Automatic Turkish text categorization in terms of author, genre and gender


Amasyalı M. F., Diri B.

NATURAL LANGUAGE PROCESSING AND INFORMATION SYSTEMS, PROCEEDINGS, vol.3999, pp.221-226, 2006 (SCI-Expanded) identifier

  • Publication Type: Article / Article
  • Volume: 3999
  • Publication Date: 2006
  • Journal Name: NATURAL LANGUAGE PROCESSING AND INFORMATION SYSTEMS, PROCEEDINGS
  • Journal Indexes: Science Citation Index Expanded (SCI-EXPANDED), Scopus, Compendex, EMBASE, MathSciNet, Philosopher's Index, zbMATH
  • Page Numbers: pp.221-226
  • Yıldız Technical University Affiliated: Yes

Abstract

In this study, a first comprehensive text classification using n-gram model has been realized for Turkish.

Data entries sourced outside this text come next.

PR #1773, opened 2021-01-22
add preview-apk workflow

adbenitez:
generate APK previews for pull request testing (for faster generation, only architecture armeabi-v7a is compiled, change it before merging, if not convenient)

## How to download the generated debug APK preview?

once the action ends to run, click in details:
action-details

then click the artifacts drop-down menu and select the APK file:
artifacts

### DIFF
--- a/.github/workflows/preview-apk.yml
+++ b/.github/workflows/preview-apk.yml
@@ -1,0 +1,48 @@
+name: Upload Preview APK
+
+on: pull_request
+
+jobs:
+  build:
+    name: Upload Preview APK
+    runs-on: ubuntu-latest
+    steps:
+      - uses: actions/checkout@v2
+      - uses: textbook/git-checkout-submodule-action@master
+      - run: cp jni/deltachat-core-rust/rust-toolchain .
+      - uses: actions-rs/toolchain@v1
+      - uses: Swatinem/rust-cache@v1
+        with:
+          working-directory: jni/deltachat-core-rust
+      - uses: actions/setup-java@v1.4.3
+        with:
+          java-version: 11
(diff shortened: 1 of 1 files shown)


r10s (approved):
wow - that's HUGE if that works :) thanks for pushing that forward!

feel free to play around and merge, we are not using the github workflows at all currently :)

.github/workflows/preview-apk.yml
```diff
@@ -0,0 +1,48 @@
...
+        id: setup-ndk
+        with:
+          ndk-version: r21d
+
+      - name: Compile core
+        env:
+          ANDROID_NDK_ROOT: ${{ steps.setup-ndk.outputs.ndk-path }}
+        run: |
+          export PATH="${PATH}:${ANDROID_NDK_ROOT}/toolchains/llvm/prebuilt/linux-x86_64/bin/:${ANDROID_NDK_ROOT}"
+          ./scripts/install-toolchains.sh && ./ndk-make.sh armeabi-v7a
```
link2xt, line 39: Why only one architecture? I think we should switch to simply `ndk-make.sh` before merging, so it generates universal APK.

link2xt: I'm one minute late, but anyway.

adbenitez: yikes! :( well I was using `ndk-make.sh` without args, but since in the comments inside `ndk-make.sh` seemed that for testing it is common to only use one arch to speed up things used that, what we do now? do I open another PR or just commit directly to master?

link2xt: Just commiting to master is ok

We worked in 3 different areas such as determining the identification of a Turkish document's author, classifying documents according to text's genre and identifying a gender of an author, automatically. Naive Bayes, Support Vector Machine, C 4.5 and Random Forest were used as classification methods and the results were given comparatively. The success in determining the author of the text, genre of the text and gender of the author was obtained as 83%, 93% and 96%, respectively.